About this task: Go over the material below and report every line that contains the word "unreachable".

Exercise data:
*** Begin section ***
PR #1220, opened 2019-01-08
Port signal

### LINKED ISSUE #1152: Port signal
```c
DEFUN ("signal", Fsignal, Ssignal, 2, 2, 0,
       doc: /* Signal an error.  Args are ERROR-SYMBOL and associated DATA.
This function does not return.

An error symbol is a symbol with an `error-conditions' property
that is a list of condition names.
A handler for any of those names will get to handle this signal.
The symbol `error' should normally be one of them.

DATA should be a list.  Its elements are printed as part of the error message.
See Info anchor `(elisp)Definition of signal' for some details on how this
error message is constructed.
If the signal is handled, DATA is made available to the handler.
See also the function `condition-case'.  */
       attributes: noreturn)
  (Lisp_Object error_symbol, Lisp_Object data)
{
  signal_or_quit (error_symbol, data, false);
  eassume (false);
}
```

krobelus:
Fixes #1152

### DIFF
--- a/rust_src/src/eval.rs
+++ b/rust_src/src/eval.rs
@@ -1,6 +1,6 @@
 //! Generic Lisp eval functions
 
-use std::ptr;
+use std::{ptr, unreachable};
 
 use libc::c_void;
 
@@ -22,7 +22,7 @@ use crate::{
         backtrace_debug_on_exit, build_string, call_debugger, check_cons_list, do_debug_on_call,
         do_one_unbind, eval_sub, find_symbol_value, funcall_lambda, funcall_subr, globals,
         grow_specpdl, internal_catch, list2, maybe_gc, maybe_quit, record_in_backtrace,
-        record_unwind_save_match_data, specbind, COMPILEDP, MODULE_FUNCTIONP,
+        record_unwind_save_match_data, signal_or_quit, specbind, COMPILEDP, MODULE_FUNCTIONP,
     },
     remacs_sys::{pvec_type, EmacsInt, Lisp_Compiled, Set_Internal_Bind},
     remacs_sys::{Fapply, Fdefault_value, Fload, Fpurecopy},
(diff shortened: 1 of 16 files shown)


krobelus:
this is missing some things, i had a stale build locally
working on it..

rust_src/src/eval.rs
```diff
@@ -1225,4 +1225,29 @@ pub fn catch(args: LispCons) -> LispObject {
...
+/// normally be one of them.
+///
+/// DATA should be a list.  Its elements are printed as part of the
+/// error message.  See Info anchor `(elisp)Definition of signal' for
+/// some details on how this error message is constructed.
+/// If the signal is handled, DATA is made available to the handler.
+/// See also the function `condition-case'.
+#[lisp_fn]
+pub fn signal(error_symbol: LispObject, data: LispObject) -> ! {
+    xsignal(error_symbol, data)
```
shaleh: I like the idea of standardizing on one implementation. However, `xsignal` is not it. In Rust we already have a `xisgnal` macro which handles arbitrary arguments. Now the developer needs to switch between a macro and a function of the same name. That is not good practice.

By porting `Fsignal` you also created `signal`. Which means there is no need for an internal function. Let `signal` be the implementation and `xsignal!` be the macro we prefer everyone uses to access it. When we port C code we keep the `xsignal` calls and adjust them to be `xsignal!` macro calls. So leave the `xsignal` function in place for C.

krobelus: Thanks, that makes sense!
I had some issues because the Rust-generated `Fsignal` is not marked noreturn in the type system.
This is not trivial to change because the signatures in `struct Lisp_Subr` have to return a `Lisp_Object` (It doesn't seem possible to make the members noreturn).

Anyway, I have cleaned up the mess now, and I just use `std::unreachable()!` after calling `Fsignal`.
This way there are far fewer changes and new code will use `xsignal!` anyway (so people won't need to add `std::unreachable!()`)

rust_src/src/eval_macros.rs
```diff
@@ -17,13 +17,15 @@ macro_rules! xsignal {
     ($symbol:expr) => {
         #[allow(unused_unsafe)]
         unsafe {
-            crate::remacs_sys::Fsignal($symbol, crate::remacs_sys::Qnil);
+            crate::eval::Fsignal($symbol, crate::remacs_sys::Qnil);
```
shaleh: Call `signal` not `Fsignal`.

rust_src/src/eval.rs
```diff
@@ -1274,4 +1274,25 @@ pub fn catch(args: LispCons) -> LispObject {
...
+/// normally be one of them.
+///
+/// DATA should be a list.  Its elements are printed as part of the
+/// error message.  See Info anchor `(elisp)Definition of signal' for
+/// some details on how this error message is constructed.
+/// If the signal is handled, DATA is made available to the handler.
+/// See also the function `condition-case'.
+#[lisp_fn]
+pub fn signal(error_symbol: LispObject, data: LispObject) -> ! {
+    #[cfg(test)]
```
krobelus: Moved this here from `functions.rs`

rust_src/src/eval_macros.rs
krobelus: Done. Also I moved the panic if it's called in `cfg(test)` to the signal function.
make check still errors with "undefined reference to `signal_or_quit`", I'm trying to find out why

rust_src/src/eval.rs
shaleh: Try:

    #[cfg(test)]
    {
        panic!("Fsignal called during tests.");
    }
    #[cfg(not(test))]
    {
         unsafe { signal_or_quit(error_symbol, data, false) };
         unreachable!();
    }

krobelus:
Sadly, there are still issues:
`Fsignal` is called several times from C code, resulting in errors like this

`coding.c:10566:1: error: control may reach end of non-void function [-Werror,-Wreturn-type]`

Because C doesn't know that `Fsignal` doesn't return. I think we shouldn't ignore this, but either use `xsignal` for those cases in C source, or we manage to communicate the noreturn attribute across the language boundary. What do you think?

rust_src/src/eval.rs
krobelus: yeah, much better

krobelus:
Should be about right now with the second commit. There are test failures but it seems they have been introduced before.

brotzeit:
Good ?

PR #236, opened 2024-05-03
Show that assets work as expected

iwahbe:
This locks in the behavior fix from https://github.com/pulumi/pulumi/pull/16073.


tests/grpc/asset_test.go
*** End section ***
Task output:
+use std::{ptr, unreachable};
Anyway, I have cleaned up the mess now, and I just use `std::unreachable()!` after calling `Fsignal`.
This way there are far fewer changes and new code will use `xsignal!` anyway (so people won't need to add `std::unreachable!()`)
         unreachable!();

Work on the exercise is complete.